The first stage of the attack is symptomatized by tonic spasms, which may be local or general, usually the latter. It is very often unrecognized, for its duration may be so short that it is lost in the stage of clonic spasms, which is much more protracted. There is usually unilateral seizure, the muscles of the face being primarily involved, then those of the hand and upper extremity, and then those of the lower extremity; and finally there is a general involvement, so that the patient may be in a position of opisthotonos. In some cases there is strong tonic contraction to one side, or pleurosthotonos. The notes of a case which illustrates the beginning and development of convulsion with reference to the parts involved, which I observed carefully, are the following:

Bindewald: Epileptic attack observed at hospital for paralyzed and epileptic, Sunday, Mar. 12, 1882:

1. Long, shrill cry which attracted my attention. It probably lasted five seconds. At same time patient threw up arms and became unconscious, and fell to floor. Nurses ran to him and placed him upon bed.

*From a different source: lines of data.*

PR #11387, opened 2021-01-07
[DYN-3342] Close stale issues

Astul-Betizagasti:
### Purpose

Add a new workflow that will close issues that have been stale for 30 days or more and have the "need more info" label.
This workflow uses the [Stale](https://github.com/actions/stale) action that is maintained by GitHub.

### Declarations

### Reviewers

Aaron Tang (@QilongTang )

### FYIs

Alfredo Pozo (@alfredo-pozo )


.github/workflows/close_stale_issues.yaml
```diff
@@ -0,0 +1,21 @@
...
+jobs:
+  close-stale-issues:
+    runs-on: ubuntu-latest
+    steps:
+    - name: close stale issues
+      uses: actions/stale@v3
+      with:
+        repo-token: ${{ secrets.GITHUB_TOKEN }}
+        #This message is requiered but never used.
+        stale-issue-message: "."
```
QilongTang, line 14: What does this mean?

Astul-Betizagasti: By default the action will leave a message when marking the issue as stale and another-one when closing the issue. As we only want the message to be added when the issue is closed the "skip-stale-issue-message" parameter was set to true but the action wont work if the "stale-issue-message" doesn't have a value.

QilongTang: @Astul-Betizagasti does empty string works in this case?

QilongTang: Thanks for the updates

QilongTang (approved):
LGTM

2. Tonic convulsions began by fine twitchings at right corner of mouth. These became gross, and were separated by succeeding long intervals. Eyes directed to left side, face pale.

3. In twenty seconds twitching began in right hand and arm, which were rigidly flexed (five seconds); then leg and foot of right side became agitated, the face meanwhile changing in color successively from red-gray to purple; lips purple, ears livid and purple, edges white; eyes still turned to the left, pupils dilated, eyes widely open; breathing stertorous and irregular.